───── DATA SHOWN

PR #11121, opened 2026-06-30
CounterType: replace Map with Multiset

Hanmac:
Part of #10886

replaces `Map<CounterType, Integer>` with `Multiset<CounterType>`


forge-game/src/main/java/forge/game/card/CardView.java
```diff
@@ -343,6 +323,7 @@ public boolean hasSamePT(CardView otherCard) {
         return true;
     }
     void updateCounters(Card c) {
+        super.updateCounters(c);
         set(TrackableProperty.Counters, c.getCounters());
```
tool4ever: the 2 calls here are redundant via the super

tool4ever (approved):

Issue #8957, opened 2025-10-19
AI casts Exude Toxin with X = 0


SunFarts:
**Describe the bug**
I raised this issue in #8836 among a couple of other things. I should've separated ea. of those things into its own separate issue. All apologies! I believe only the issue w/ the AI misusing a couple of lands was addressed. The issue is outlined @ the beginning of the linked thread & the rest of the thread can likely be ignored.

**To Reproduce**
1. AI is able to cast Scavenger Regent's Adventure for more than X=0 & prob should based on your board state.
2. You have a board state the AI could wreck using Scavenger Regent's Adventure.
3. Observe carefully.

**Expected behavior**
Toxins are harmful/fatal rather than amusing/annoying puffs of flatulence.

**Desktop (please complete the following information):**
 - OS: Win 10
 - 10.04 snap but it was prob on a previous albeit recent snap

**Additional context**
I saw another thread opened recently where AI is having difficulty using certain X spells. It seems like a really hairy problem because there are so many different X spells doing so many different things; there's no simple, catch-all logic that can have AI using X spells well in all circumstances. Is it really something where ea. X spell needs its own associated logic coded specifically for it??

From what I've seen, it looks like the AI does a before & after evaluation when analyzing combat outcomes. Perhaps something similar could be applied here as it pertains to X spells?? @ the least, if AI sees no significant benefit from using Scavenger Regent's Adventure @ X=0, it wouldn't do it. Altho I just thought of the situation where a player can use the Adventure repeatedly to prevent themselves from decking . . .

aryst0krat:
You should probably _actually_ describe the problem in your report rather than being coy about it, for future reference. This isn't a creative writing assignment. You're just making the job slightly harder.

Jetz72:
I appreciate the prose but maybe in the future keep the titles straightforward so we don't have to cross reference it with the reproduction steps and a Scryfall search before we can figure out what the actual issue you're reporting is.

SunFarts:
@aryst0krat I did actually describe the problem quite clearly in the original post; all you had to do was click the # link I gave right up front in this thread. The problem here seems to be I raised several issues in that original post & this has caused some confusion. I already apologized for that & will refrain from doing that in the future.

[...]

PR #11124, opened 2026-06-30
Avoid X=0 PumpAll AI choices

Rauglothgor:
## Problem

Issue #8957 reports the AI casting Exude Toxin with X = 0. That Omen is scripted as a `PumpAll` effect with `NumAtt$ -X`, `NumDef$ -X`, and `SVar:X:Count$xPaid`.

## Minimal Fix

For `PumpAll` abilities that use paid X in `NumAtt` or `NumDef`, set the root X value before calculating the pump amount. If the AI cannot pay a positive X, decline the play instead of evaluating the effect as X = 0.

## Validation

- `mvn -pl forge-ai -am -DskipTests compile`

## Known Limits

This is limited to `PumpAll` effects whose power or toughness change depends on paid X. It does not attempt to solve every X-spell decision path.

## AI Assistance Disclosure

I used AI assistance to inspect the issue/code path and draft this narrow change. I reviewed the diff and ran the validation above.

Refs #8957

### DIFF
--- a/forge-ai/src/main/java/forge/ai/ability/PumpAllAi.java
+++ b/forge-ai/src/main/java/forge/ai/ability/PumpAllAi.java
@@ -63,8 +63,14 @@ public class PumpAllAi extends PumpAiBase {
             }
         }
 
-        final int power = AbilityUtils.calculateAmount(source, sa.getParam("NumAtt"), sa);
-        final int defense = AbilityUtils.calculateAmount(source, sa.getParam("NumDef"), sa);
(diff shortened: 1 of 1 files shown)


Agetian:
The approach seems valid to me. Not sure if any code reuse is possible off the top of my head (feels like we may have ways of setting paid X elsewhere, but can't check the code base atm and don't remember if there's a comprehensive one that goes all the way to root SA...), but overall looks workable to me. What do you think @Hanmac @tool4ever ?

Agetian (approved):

──────────
───── DATA SHOWN

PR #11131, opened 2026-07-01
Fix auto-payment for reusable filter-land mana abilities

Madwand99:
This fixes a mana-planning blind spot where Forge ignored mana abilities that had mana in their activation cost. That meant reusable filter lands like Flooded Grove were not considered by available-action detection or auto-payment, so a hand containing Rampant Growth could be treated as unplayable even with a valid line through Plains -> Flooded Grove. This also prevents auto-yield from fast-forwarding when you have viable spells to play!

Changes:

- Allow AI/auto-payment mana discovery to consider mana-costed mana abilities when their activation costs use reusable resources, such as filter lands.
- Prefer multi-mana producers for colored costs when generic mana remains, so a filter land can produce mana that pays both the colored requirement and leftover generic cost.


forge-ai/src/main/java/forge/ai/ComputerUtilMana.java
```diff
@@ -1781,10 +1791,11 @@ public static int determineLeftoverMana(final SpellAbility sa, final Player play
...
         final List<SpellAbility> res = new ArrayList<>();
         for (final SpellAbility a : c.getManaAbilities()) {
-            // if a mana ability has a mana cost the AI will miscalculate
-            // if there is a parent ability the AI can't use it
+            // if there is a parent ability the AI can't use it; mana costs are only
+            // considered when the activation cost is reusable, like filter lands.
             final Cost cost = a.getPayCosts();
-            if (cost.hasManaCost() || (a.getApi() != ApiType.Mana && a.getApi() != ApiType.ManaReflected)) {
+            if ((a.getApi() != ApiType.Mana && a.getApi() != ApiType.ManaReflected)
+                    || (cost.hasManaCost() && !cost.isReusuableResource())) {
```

──────────

** INSTRUCTIONS FOR THE TASK **
Could you copy out every line in the material above that contains the string "state"?

** WRITTEN SOLUTION **
1. AI is able to cast Scavenger Regent's Adventure for more than X=0 & prob should based on your board state.
2. You have a board state the AI could wreck using Scavenger Regent's Adventure.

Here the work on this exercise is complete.